How does the Cassandra distribute data

cassandra

I cannot find a detailed document on this anywhere, however, that being said, if anyone has an answer to my question, I would be extremely grateful.

In regards to Cassandra's standard node architecture, you are required as the administrator to divide the hash range by the number of nodes in the cluster, thus you have your tokens.

That being said, vnode tokens are generated automagically, and architecturally, I am curious as to how the system maintains these tokens.

To further specify my question for virtual nodes does the cluster re-evaluate tokens for all nodes just because a new host has been added?

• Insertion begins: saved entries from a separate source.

PR #953, opened 2022-03-03
Update 0062-SPAM-spam_protection.md

### LINKED ISSUE #905: Update 0062-SPAM-spam_protection - post Oregon Trail

### LINKED ISSUE #1022: Define expected behaviour after a change to: spam.protection.proposal.min.tokens
In order to have a test to be sure that a change to the `spam.protection.proposal.min.tokens` network parameter has the expected resulting behaviour we need to define:

- Values that the parameter should change from / to
- the expected behaviour when the values are changed

Vegaklaus:
Added spam detection for trading & acceptance criteria

### DIFF
--- a/protocol/0062-SPAM-spam_protection.md
+++ b/protocol/0062-SPAM-spam_protection.md
@@ -51,7 +51,8 @@ For Sweetwater, the policies we enforce are relatively simple:
 <num_votes> = 3
 <min_voting_tokens>  = 1
 <num_proposals> = 3
-<min_proposing_tokens> = 200000
+<min_proposing_tokens> = 100000
+(see https://github.com/vegaprotocol/specs-internal/blob/master/protocol/0054-NETP-network_parameters.md for the final word on these values)
 
 
 - Any tokenholder with more than <min_voting_tokens> tokens has <num_votes> voting attempts per epoch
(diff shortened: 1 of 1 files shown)


davidsiska-vega:
There seems to be a section of duplicate text, is that the way it should be?

protocol/0062-SPAM-spam_protection.md
```diff
@@ -69,7 +70,54 @@ For Sweetwater, the policies we enforce are relatively simple:
    There also is a separate parameter to the same end that is enforced in the core. For SW, both these parameters have the same value. 
    In the future, we can set the spam protection value lower, as the amplification effect of a proposal (i.e., a proposal resulting in
    a very large number of votes) would also be covered by the core then.
-   
+
+### Minimum Functionallity for Trading
```
davidsiska-vega, line 75: Is this new functionality? Or this documenting / clarifying stuff that's already implemented?

protocol/0062-SPAM-spam_protection.md
```diff
@@ -88,3 +136,71 @@ is then not increased for another 10 blocks. At the beginning of every epoch, th
...
+	d = 10.000
+	e = 0
+	f = 1
+	
+<pow_factor> is ignored for now as including a proof_of_work is not minimum finctiuonallity)
+	    
+If a trader exceeds their quota of messages, they cannot send any transactions anymore in the given epoch.
+If a trader exceeds their quota for 4 consecutive epochs, they are banned for 10 further epochs.
+	   
+### Note: We need to verify that the numbers make sense.
```
davidsiska-vega: Verify with who? Or how?

protocol/0062-SPAM-spam_protection.md
```diff
@@ -88,3 +136,71 @@ is then not increased for another 10 blocks. At the beginning of every epoch, th
...
+	    
+### Acceptance Criteria
+	
+- A spam attack using votes/governance proposals is detected and the votes transactions are rejected, i.e.,
```
davidsiska-vega: Could you please add details with exact sequence of events / numbers so that QA can pick it up and get going?

davidsiska-vega (commented):
Thanks for this Klaus, I've left a few comments.

protocol/0062-SPAM-spam_protection.md
Vegaklaus: This is new; the trading spam protection was stuck in a PR to discuss options, the goal of this is to make something that's implementable on the short term. As far as I know, we don't have anything on spam for trading related transactions at this point, only on governance spam.

protocol/0062-SPAM-spam_protection.md
```diff
@@ -88,3 +221,26 @@ is then not increased for another 10 blocks. At the beginning of every epoch, th
...
+  a party that issues too many votes/governance proposals gets the follow on transactions rejected. This means
+  (given the current parameters)
+  - More than 360 delegation changes in one epoch
+  - Delegating while having less than one vega (10^18 of our smallest unit)
+  - Making a proposal when having less than 100.000 vega
+  - Making more than 3 proposals in one epoch
+  - Voting with less than 100 vega
```
ValentinTrinque: Since parties with equity-like share can vote on a market update proposal, I think we should rework this criteria to accept equity-like share.

Vegaklaus: That would mean the implementation is ahead of the spec and we need a spec update first. Options I see:
- market proposal/updates are different from governance and get their own rules
- the other assets are counted for all governance votes as well
- market proposals/updates are seen as other market transactions (as newly specified), which take into account assets (not related to that market, but overall).

My first instinct would be to do the first, and handle this similar to governance votes but with a different asset definition

protocol/0062-SPAM-spam_protection.md
```diff
@@ -69,7 +71,138 @@ For Sweetwater, the policies we enforce are relatively simple:
...
+
+#### Linking Value to allowed transactions
+
+##### Minimum Functionallity
+All trade related transactions are regarded equal. We have five network parameters b a1,a2,r1,r2. The number
+of transaction a trader is allowed per epoch is b+ (asset_score * a1)^a2 + (revenue_score * r1)^r2.
+
+The values of the variables that make sense need to still be determined based on fairground data; they also may be different between 
+trading with training wheels and real rtrading, as the former isn't generating the kind of revenue needed to authorize transactions.
+
```
Vegaklaus, line 169: There is a possibility that the spam protection will perform less than stellar during the training-wheels phase, as traders will all operate on limited assets and it's thus very affordable for an attacker to maintain 100 traders that have the maximum possible assets & revenue. 
Options is see:
- We accept this
- We put in an additional training wheels mechanism that implements a limit on trader per account if the network is congested

davidsiska-vega: I think Ethereum gas prices are our friend in this case.

protocol/0062-SPAM-spam_protection.md
davidsiska-vega: Could you please write down exactly against which network parameters are these being compared and what values are you assuming these network parameters have? The system tests aren't always written with the "default" parameters (and anyway, there isn't default as mainnet can be changed and we also have fairground etc whey they can be different).

protocol/0062-SPAM-spam_protection.md
```diff
@@ -69,7 +71,138 @@ For Sweetwater, the policies we enforce are relatively simple:
...
+### Minimum Functionallity for Trading
+
+
+As for governance, the primary purpose for spam protection is to protect the network from overloading; this also protects
+the core from processing unnecessary transactions, though that's the secondary goal.
+
+Spam protection goes in parallel with other functionallities that can reject transactions. The order of these tests is
+1. spam protection
+2. replay protection
+3. signature verification
```
jeremyletang, line 84: This might actually not be true, if not mistaken we first check replay, then spam, then signature.

protocol/0062-SPAM-spam_protection.md
```diff
@@ -69,7 +71,138 @@ For Sweetwater, the policies we enforce are relatively simple:
...
+ 	passed to the application layer. This mechanism allows for more fine-grained policies 
+ 	than the previous one, but at the price that the offending transaction has already 
+ 	taken up space in the blockchain. This primarily happens if the spam happens all in one
+	block, and thus cannot be discovered by post-block-reject
+
+
+For trading, the first check is if the user has any ressources in the first place:
+
+- If the ressources available to the account (at this point only ETH) are zero, then all trading transactions are considered spam and rejected.
+- If possible given the time, this value should change from zero to a governance parameter defining the threshold in a normalized unit.
```
jeremyletang, line 113: We do not have ETH at all for now, only erc20 tokens. Maybe we should precise that we reject the transaction if the party do not have a balance for the settlement asset of the market it tries to submit an order for.

protocol/0062-SPAM-spam_protection.md
```diff
@@ -69,7 +71,138 @@ For Sweetwater, the policies we enforce are relatively simple:
...
+ account has. Thus, an account with one cent worth of assets in it is not allowed to make 
+ 10.000 trades in one block, while an account with 100 million dollars may well have a good reason
+ to do so. 
+To this end, we need a normalisation function that can compute the revenue/ressources of all assets a user
+has as well of generated revenue. At this point, the only asset is ETH, so this is comparatively easy, though 
+it would be better (if possible) to define a more stable unit. To avoid floating point calculations where possible,
+assetds are calculated in 1/10.000 of an ETH, with trailing gwei cut of; this gives sufficient precision for
+the purpose of determining the value of an account and avoids both floating point and overly large numbers.
+
+*Minimum: All assets and revenues are in ETH until we have added other bridges*
```
jeremyletang, line 128: Still not in ETH but in ERC20 token.

protocol/0062-SPAM-spam_protection.md
```diff
@@ -69,7 +71,138 @@ For Sweetwater, the policies we enforce are relatively simple:
...
+*End-Goal: There is an internal way to determine relative asset values. Vega provides (similar to what Libra intended)
```
jeremyletang, line 129: let's not speak about libra pleeeease. no traces of facebook should even touch our things.

jeremyletang (changes requested):
As suggested by Valentin, the specs needs update to cover spam protection with UpdateMarket proposals.

protocol/0062-SPAM-spam_protection.md
Vegaklaus: How about 'A basket of currencies roughly representing their promotional assets on Vega ?

protocol/0062-SPAM-spam_protection.md
Vegaklaus: So the settlement in the first trades is in ERC20 token and not ETH ?

protocol/0062-SPAM-spam_protection.md
Vegaklaus: This will only be needed once trading has started, does that still hold then ?

protocol/0062-SPAM-spam_protection.md
ze97286: as for what we're _doing_, it's signature verification, then replay then spam.

Vegaklaus: So in the current implementation, someone could use spam to fill the replay protection buffer ?

protocol/0062-SPAM-spam_protection.md
Vegaklaus: Mostly, but there's gaps left - given medium resources, one can create a spam account that is indistinguishable (if looking at assets/revenue generated) from someone who is honestly trading intensively

protocol/0062-SPAM-spam_protection.md
ze97286: how would they do that?

protocol/0062-SPAM-spam_protection.md
Vegaklaus: We might want a temporary rule along 'If 0% of accounts caused 90% of traffic, they're slowed down (if we have tendermint prioritie queues, they could be put on lower priority)

protocol/0062-SPAM-spam_protection.md
gordsport: Can we move this to the draft spec for future spam protection

protocol/0062-SPAM-spam_protection.md
gordsport: Can we move this to the draft spec for future spam protection

protocol/0062-SPAM-spam_protection.md
gordsport: Can we move this to the draft spec for future spam protection

protocol/0062-SPAM-spam_protection.md
```diff
@@ -69,7 +71,138 @@ For Sweetwater, the policies we enforce are relatively simple:
...
+ 	
+ <spam_multiplier>: If the vega network is suubject to overload, all the results from the
+ 	previous variables are multiplied with this. This can happen repeatedly, until
+ <spam_maximum>   :  ... the combined multiplier reaches this value.
+
+
+
+
+
+
```
gordsport, line 173: Can we move this to the draft spec for future spam protection

davidsiska-vega (dismissed):

gordsport:
Closing as this is is covered in current specs 

Will refer back as also contains future spec details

To further this thought process, I am inclined to believe that it doesn't, as that would be a very expensive operation moving around any data that would then be in the wrong node due to the recalculation. Unfortunately, I cannot find out what happens…

Also, if two nodes can hold the same token, doesn't that break the architecture, or at very least doesn't it make designating replication factor almost pointless, as it should be written to all nodes that have the specified vtoken/token?

How is a vnode chosen for a particular token are the tokens assigned serially or randomly?

Lots of difficult questions, however I am counting on any Cassandra hanging around.

Thank you,

Scott

Best Answer

I initially just wanted to point at this as a comment, but my rep is too low. So excuse me if this is not a fully fledged answer. (Anyone feel free to edit or hint in comments)

Looking at the documentation at datastax it appears that data will be evently divided by nodes, depending on the "automagical" tokens. From my understanding it's simple as that a new vnode with new tokens just takes an even portion of each node, like all the other nodes already do. Hell, this is even what the doc says basically word by word:

Rebalancing a cluster is no longer necessary when adding or removing nodes. When a node joins the cluster, it assumes responsibility for an even portion of data from the other nodes in the cluster. If a node fails, the load is spread evenly across other nodes in the cluster.

And to address your question:

To further specify my question for virtual nodes does the cluster re-evaluate tokens for all nodes just because a new host has been added?

Sort of. The new node itself takes some partitions (evenly) from all other nodes. If you remove a node every other node will rebalance its partitions from the other nodes, making up for the lost node.